Photo: Jared C. Tilton/Getty Images

Gragson: ‘I Wanted to Go Out on Top, But It Just Wasn’t Meant to Be’

By David Morgan, NASCAR Editor

HOMESTEAD, Fla. – Noah Gragson wanted nothing more than to leave Kyle Busch Motorsports with a championship before departing for the NASCAR Xfinity Series next year, but the driver of the No. 18 Toyota ultimately came up short of that goal Friday night at Homestead-Miami Speedway.

“Racing for a championship, I never would have dreamed of that when I started racing six years ago that I’d be in this position with Kyle Busch Motorsports and Safelite AutoGlass, Toyota, Switch, everybody who helps me,” Gragson said. “It’s my last truck race with Kyle Busch Motorsports. Man, I wanted to go out on top, but it just wasn’t meant to be.

“It’s just a bummer, but hey, no bad days, right? We’re going to move on to the next year in the Xfinity Series. I’m pumped up about that, but this one is going to hurt for a while.”

After starting third, Gragson climbed up to second place behind polesitter Grant Enfinger and bided his time, finishing the first stage there. When the second stage began, Gragson made his move, taking over the lead for the first couple of laps following the restart before dropping back for the remainder of the stage, finishing second when the green-checkered flag flew for the second time.

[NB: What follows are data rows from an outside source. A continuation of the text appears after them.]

PR #896, opened 2024-10-16
Add `daily_address_summary` concept model

chuxinh:
Creating some script and logic as per [this sheet](https://docs.google.com/spreadsheets/d/1Ih5GCoN2yLvIYQucJuHVB_f9rFBeqKM7M6rmX3Q7ugM/edit?gid=0#gid=0) during our offsite earlier this month.

The table is grouped by the following:
- adress
- chain_id
- chain
- dt

To dos:
- [ ] Test run on greater time / block range
- [x] Write tests

Any other features that can be added but missing? Anything redundant?

PR #920, opened 2024-10-23
Daily Address Summary model using DuckDB

lithium323:
Rework of #896 in DuckDB


dioptx:
- @chuxinh  Some columns have a denomination suffix ( for example _gwei) while on others it is implied. Since we probably need to denominate certain things on _gwei and others on _eth, could we use suffixes on all of them? An alternative would be to settle on one specific denomination for a given table at least.
- @lithium323 Will materialized queries be accessible somewhere (docs/code) or this is TBD?

lithium323:
> * @lithium323 Will materialized queries be accessible somewhere (docs/code) or this is TBD?

we should have them accessible somewhere, but we haven't defined where or exactly how just yet. Open to suggestions.

chucktraverse:
@lithium323 apologies for being late to the party, but I'm curious about why we are switching to the Expression() pattern for defining the columns and column logic? I understand what it's doing, but are we creating more complexity and lines of code when traditional SQL logic written directly into the query string would suffice?

I can see this getting difficult to review and troubleshoot more complicated queries in the future if so much is abstracted and pulled apart

lithium323:
> @lithium323 apologies for being late to the party, but I'm curious about why we are switching to the Expression() pattern for defining the columns and column logic? I understand what it's doing, but are we creating more complexity and lines of code when traditional SQL logic written directly into the query string would suffice?
> 
> I can see this getting difficult to review and troubleshoot more complicated queries in the future if so much is abstracted and pulled apart

Hi Chuck, thanks for taking a look. Yeah that's a really good point and the kind of feedback we were looking for. You are right, expression is not doing much, only separating the alias from each aggregate expression.  

As I was dissecting the query to understanding it better myself I used this as a way to focus on each individual thing that the query was doing. So it helped me then, but I agree with you in that there's nothing like looking at the final SQL regardless of how you are producing it. 

We can take a stab at producing another copy of this PR with straight up SQL, maybe only some string interpolation. And see how that looks.

chucktraverse:
There's probably a nice middle ground we can find. I like your unit conversion macro and if we can work that in then great!

chuxinh:
I personally don't dislike the way of using Expression here despite it does not feel intuitive to me at the beginning. It also makes the final output of SQL query extremely neat as you can probably tell the reuse of many SQL logics back and forth, especially related to calculating the `ESTIMATED_SIZE` of L1 gas used and other weighted average calcuations.

In terms of Dennis' question:
>@chuxinh Some columns have a denomination suffix ( for example _gwei) while on others it is implied. Since we probably need to denominate certain things on _gwei and others on _eth, could we use suffixes on all of them? An alternative would be to settle on one specific denomination for a given table at least.

By default assuming gas fees are in `_eth` and prices are in `_gwei` and the reason I didn't created suffix for fees in `eth` is because of alternative gas tokens that might emerge in the future? So it's sort of implied there, which I think can be improved in documentation in some way.

lithium323:
Hey everyone, I'm going to go ahead and merge the PR and then we can continue working on follow ups using new PRs.  

Since the processing is not being scheduled yet then no harm in merging, and then future PRs can focus on the aspects that are still under open discussion. 

Expect us to iterate more on this!

packages/op-datasets/src/op_datasets/etl/intermediate/models/daily_address_summary.py
```diff
@@ -1,27 +1,34 @@
+# -*- coding: utf-8 -*-
 import duckdb
+from op_coreutils.duckdb_inmem import init_client
 
 from op_datasets.etl.intermediate.registry import register_model
 from op_datasets.etl.intermediate.task import IntermediateModelsTask
-from op_datasets.etl.intermediate.udfs import Expression, wei_to_eth, wei_to_gwei, safe_div, to_sql
+from op_datasets.etl.intermediate.udfs import (
+    Expression,
+    wei_to_eth,
```
MSilb7, line 9: it is embarassing how happy these make me.

alternatively / additionally. I wonder if we can just pull things from [web3.py](https://web3py.readthedocs.io/en/stable/)? It has similar conversion functions & I think also has abi decoding for the future

packages/op-datasets/src/op_datasets/etl/intermediate/models/daily_address_summary.py
```diff
@@ -85,66 +112,60 @@
...
+        alias="l2_contrib_gas_fees_basefee",
+        sql_expr=wei_to_eth(f"SUM({L2_CONTRIB_BASE})"),
     ),
     Expression(
-        alias="l2_contrib_gas_fees_priority_fees",
+        alias="l2_contrib_gas_fees_priorityfee",
         sql_expr=wei_to_eth(f"SUM({L2_CONTRIB_PRIORITY})"),
     ),
+    Expression(
+        alias="l2_contrib_gas_fees_legacyfee",
```
MSilb7, line 158: ok got it, we handle the legacyfee here, instead of as a definition. open to either strategy

packages/op-datasets/src/op_datasets/etl/intermediate/models/daily_address_summary.py
```diff
@@ -171,63 +192,51 @@
         alias="avg_l1_gas_price_gwei",
         sql_expr=wei_to_gwei(
             safe_div(
-                "SUM(receipt_l1_gas_price * receipt_l1_gas_used)",
-                "SUM(receipt_l1_gas_used)",
+                f"SUM({L1_CONTRIB_L1_GAS})",
+                f"SUM(({ESTIMATED_SIZE}) * COALESCE(16*receipt_l1_base_fee_scalar/1000000, receipt_l1_fee_scalar))",
```
MSilb7, line 196: i wonder if this can be replaced by a standard variable function?

Like, this is `L1_Contrib_L1_Gas/receipt_l1_gas_price` - which also makes it easier to communicate that this is a weighted average.

Similar idea for `L1_CONTRIB_BLOB/receipt_l1_blob_base_fee`

MSilb7 (commented):
🦆 Some comments on continued simplification, but overall exciting

packages/op-datasets/src/op_datasets/etl/intermediate/models/daily_address_summary.py
```diff
@@ -1,27 +1,34 @@
...
+from op_datasets.etl.intermediate.udfs import (
+    Expression,
+    wei_to_eth,
+    wei_to_gwei,
+    safe_div,
+    to_sql,
+)
 
 
 # Reused expressions
```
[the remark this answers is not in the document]
chuxinh: Yea I think eventually these can be moved somewhere that we can just use in other queries and logic such as the one you want to build for chain level aggregation

packages/op-datasets/src/op_datasets/etl/intermediate/models/daily_address_summary.py
```diff
@@ -85,66 +112,60 @@
...
         alias="total_l1_gas_used_success",
-        sql_expr=f"SUM(IF({TX_SUCCESS}, receipt_l1_gas_used, 0))",
-    ),
-    Expression(
-        alias="total_l1_gas_used_fail",
-        sql_expr=f"SUM(IF({TX_FAIL}, receipt_l1_gas_used, 0))",
+        sql_expr=f"SUM(IF({TX_SUCCESS}, COALESCE(receipt_l1_gas_used, ({ESTIMATED_SIZE})), 0))",
     ),
     # Gas Fee Paid
     Expression(
```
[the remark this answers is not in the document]
chuxinh: Dennis also made a comment before about this. I made it generic as fees to maybe customise for gas tokens, but i wonder if later on we need a gas token field as well 🤷

packages/op-datasets/src/op_datasets/etl/intermediate/models/daily_address_summary.py
chuxinh: Not sure if i fully get this, but i suppose abstracting away the denominator into something would help readability here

When the final stage began, Gragson leaped to the lead once more, staying out front for 32 laps and staging a thrilling battle with eventual winner and champion Brett Moffitt in the process.

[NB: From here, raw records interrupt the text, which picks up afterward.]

PR #937, opened 2024-10-30
Create helper class for intermediate model test cases. Use it for the `daily_address_summary` model

lithium323:
**Description**

**Tests**

**Additional context**

**Metadata**

### DIFF
--- a/packages/op-datasets/src/op_datasets/etl/intermediate/models/daily_address_summary.py
+++ b/packages/op-datasets/src/op_datasets/etl/intermediate/models/daily_address_summary.py
@@ -1,9 +1,8 @@
 # -*- coding: utf-8 -*-
 import duckdb
-from op_coreutils.duckdb_inmem import init_client
 
 from op_datasets.etl.intermediate.registry import register_model
-from op_datasets.etl.intermediate.task import IntermediateModelsTask
+from op_datasets.etl.intermediate.types import NamedRelations
 from op_datasets.etl.intermediate.udfs import (
     Expression,
     wei_to_eth,
@@ -27,7 +26,9 @@ L2_CONTRIB_BASE = "(base_fee_per_gas * receipt_gas_used)"
 
 ESTIMATED_SIZE = "receipt_l1_fee /(16*COALESCE(receipt_l1_fee_scalar,receipt_l1_base_fee_scalar)*receipt_l1_gas_price/1000000 + COALESCE( receipt_l1_blob_base_fee_scalar*receipt_l1_blob_base_fee/1000000 , 0))"
 
-L1_CONTRIB_BLOB = f"({ESTIMATED_SIZE}) * receipt_l1_blob_base_fee_scalar/1000000 * receipt_l1_blob_base_fee"
+L1_CONTRIB_BLOB = (
+    f"({ESTIMATED_SIZE}) * receipt_l1_blob_base_fee_scalar/1000000 * receipt_l1_blob_base_fee"
+)
 L1_CONTRIB_L1_GAS = f"({ESTIMATED_SIZE}) * COALESCE(16*receipt_l1_base_fee_scalar/1000000, receipt_l1_fee_scalar) * receipt_l1_gas_price"
 
 
@@ -39,7 +40,7 @@ AGGREGATION_EXPRS = [
     ),
     Expression(
         alias="total_txs_success",
-        sql_expr=f"COUNT_IF({TX_SUCCESS})",
+        sql_expr=f"COUNT(IF({TX_SUCCESS}, 1, NULL))",
     ),
     # Blocks
     Expression(
@@ -211,19 +212,18 @@ AGGREGATION_EXPRS = [
 
 @register_model
 def daily_address_summary(
-    task: IntermediateModelsTask,
-) -> dict[str, duckdb.DuckDBPyRelation]:
-    txs: duckdb.DuckDBPyRelation = task.input_duckdb_relations["transactions"]
-    blks: duckdb.DuckDBPyRelation = task.input_duckdb_relations["blocks"]
-
-    client = init_client()
+    duckdb_client: duckdb.DuckDBPyConnection,
+    input_tables: NamedRelations,
+) -> NamedRelations:
+    input_transactions: duckdb.DuckDBPyRelation = input_tables["transactions"]
+    input_blocks: duckdb.DuckDBPyRelation = input_tables["blocks"]
 
     query = f"""
     WITH blocks AS (
         SELECT
             number,
             base_fee_per_gas
-        FROM blks
+        FROM input_blocks
     )
     SELECT
         dt,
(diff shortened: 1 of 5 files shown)


packages/op-datasets/src/op_datasets/etl/intermediate/models/daily_address_summary.py
```diff
@@ -39,7 +40,7 @@
     ),
     Expression(
         alias="total_txs_success",
-        sql_expr=f"COUNT_IF({TX_SUCCESS})",
+        sql_expr=f"COUNT(IF({TX_SUCCESS}, 1, NULL))",
```
lithium323, line 43: This changed because using COUNT_IF was returning a HUGEINT type, whereas COUNT returns a BIGINT. We want the output schema to be BIGINT.

packages/op-datasets/src/op_datasets/etl/intermediate/models/daily_address_summary.py
```diff
@@ -211,27 +212,26 @@
 
 @register_model
 def daily_address_summary(
-    task: IntermediateModelsTask,
-) -> dict[str, duckdb.DuckDBPyRelation]:
-    txs: duckdb.DuckDBPyRelation = task.input_duckdb_relations["transactions"]
-    blks: duckdb.DuckDBPyRelation = task.input_duckdb_relations["blocks"]
-
-    client = init_client()
+    duckdb_client: duckdb.DuckDBPyConnection,
```
lithium323, line 215: slight change, but model functions now require that the duckdb_client is passed into them. This makes it easier to use them in tests.

tests/op_datasets/etl/intermediate/models/test_daily_address_summary.py
```diff
@@ -1,108 +1,322 @@
...
+            "min_block_timestamp": "UINTEGER",
+            "max_block_timestamp": "UINTEGER",
+            "time_interval_active": "UINTEGER",
+            "unique_hours_active": "BIGINT",
+            "num_to_addresses": "BIGINT",
+            "num_to_addresses_success": "BIGINT",
+            "num_method_ids": "BIGINT",
+            "total_l2_gas_used": "DECIMAL(38,0)",
+            "total_l2_gas_used_success": "DECIMAL(38,0)",
+            # TODO: Should l1_gas_used values be DECIMAL(38,0) instead of DOUBLE ???
```
lithium323, line 86: @chuxinh  I'll need your input on this question. Using the current model definition the types for `total_l1_gas_used` and `total_l1_gas_used_success` are coming out as `DOUBLE`.  I wonder if we need to update the definition to make sure it comes out as decimal or bigint.

packages/op-datasets/src/op_datasets/etl/intermediate/models/daily_address_summary.py
chuxinh: Does this structure apply to future intermediate tables?

packages/op-datasets/src/op_datasets/etl/intermediate/testutils.py
```diff
@@ -0,0 +1,170 @@
...
+
+            else:
+                log.info("Fetching test data from GCS.")
+                cls._fetch_test_data()
+                log.info("Fetched test data from GCS.")
+        else:
+            log.info(f"Using local test data from: {db_path}")
+
+        log.info("Executing model...")
+        model = REGISTERED_INTERMEDIATE_MODELS["daily_address_summary"]
```
chuxinh, line 100: should the model to be tested as a variable?

packages/op-datasets/src/op_datasets/etl/intermediate/models/daily_address_summary.py
lithium323: Yes! for new models the function signature will have those two parameters.  There is also now a requirement to be more clear about what data does a model consume. You don't see it yet in this PR, but in the main branch it now looks like this:
```
@register_model(
    input_datasets=["blocks", "transactions"],
    expected_outputs=["daily_address_summary_v1"],
)
def daily_address_summary(
    duckdb_client: duckdb.DuckDBPyConnection,
    input_tables: NamedRelations,
) -> NamedRelations:
```

So here the `daily_address_summary` function is producing results that will be stored in gcs under a versioned name: `daily_address_summary_v1`.  This will allow us to decouple the name of the function from where we want to  store the results.

packages/op-datasets/src/op_datasets/etl/intermediate/testutils.py
lithium323: yeah, this helps make sure that the model function is correctly registered with that name.  When running the model transformation in production the command line invocation uses that same string. For example:
```
$ uv run python opdata chains intermediate_models op daily_address_summary @20241001:+1 --read_from gcs --write-to gcs
```

packages/op-datasets/src/op_datasets/etl/intermediate/models/daily_address_summary.py
chuxinh: Would like to see some results when it's available in some test run whenever

lithium323: definitely, working on that as we speak, hoping to show you some data in an actual table by tomorrow

tests/op_datasets/etl/intermediate/models/test_daily_address_summary.py
```diff
@@ -1,108 +1,322 @@
...
-    )
-    assert pl.select(df_multi_txs["l1_contrib_gas_fees"]).item() == Decimal(
-        str(0.0000001497346364060)
-    )
+INPUT_TEST_DATA = InputTestData.at(__file__)
+
+
+class TestDailyAddressSummary001(IntermediateModelTestBase):
+    model = "daily_address_summary"
+    inputdata = InputTestData.at(__file__)
```
chuxinh, line 17: should this just be the `INPUT_TEST_DATA`?

tests/op_datasets/etl/intermediate/models/test_daily_address_summary.py
chuxinh: oh maybe because it's calculated that's why. I think we should keep it consistent as `DECIMAL(38, 0)`

lithium323: cool, then maybe there is something we have to adjust in the expression so that it never coerces to a DOUBLE. My guess is that the division operations are causing things to become double.  Instead of dividing one can instead multiply by the equivalent DECIMAL value.

tests/op_datasets/etl/intermediate/models/test_daily_address_summary.py
```diff
@@ -1,108 +1,322 @@
...
+        "{block_number} = 126073799",
+        "{block_number} = 126090026",
+        "{block_number} % 1000 <= 2",
+    ]
+
+    _enable_fetching = True
+
+    def test_system_address_not_included(self):
+        ans = self._duckdb_client.sql(f"""
+        SELECT * FROM daily_address_summary WHERE address = '{SYSTEM_ADDRESS}'
```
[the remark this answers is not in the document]
lithium323: yeah that's right, the results of the model are stored in a temporary table that can be used in queries from the `self._duckdb_client`.  This lets us write the tests as SQL queries also.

As the field neared their window for the final round of pit stops, Gragson fell off the pace, thinking he had a tire going down and by the time pit stops cycled through, the damage had already been done as Moffitt had a nearly four second lead over Gragson.

Though he ran as hard as he could to try and catch him, it was too little, too late for Gragson as he finished third behind Moffitt and Enfiger to finish the season second in points.

“That’s just pretty much just me driving 100 percent, driving my nuts off pretty much,” Gragson said. “I mean, it’s tough, but I guess it just comes down to experience, making good — I gave it all I got.  I mean, I had my tongue hanging out.  I wasn’t worn.  I wasn’t falling out of the seat, but I just burned the front tires off of it.

“We were loose on the first run and then just made it a little bit too tight for the second run through the center and got snappy on exit.  We got my exit really good, just too tight through the center and just burnt the front tires off.

“I thought I had a left front going down.  I don’t know what was the problem.  It might have just been all in my head, but it just started getting really, really tight, three, four, five numbers of a balance shift tighter.  Just really challenging.  Man, it sucks when you see that thing driving away from you.”

While he may be disappointed with Friday night’s result, Gragson has a Xfinity Series ride waiting at JR Motorsports, taking over the No. 1 car being vacated by Elliott Sadler’s retirement. Ahead of the Truck Series season finale, Sadler had nothing but good things to say about Gragson’s destination for the 2019 season.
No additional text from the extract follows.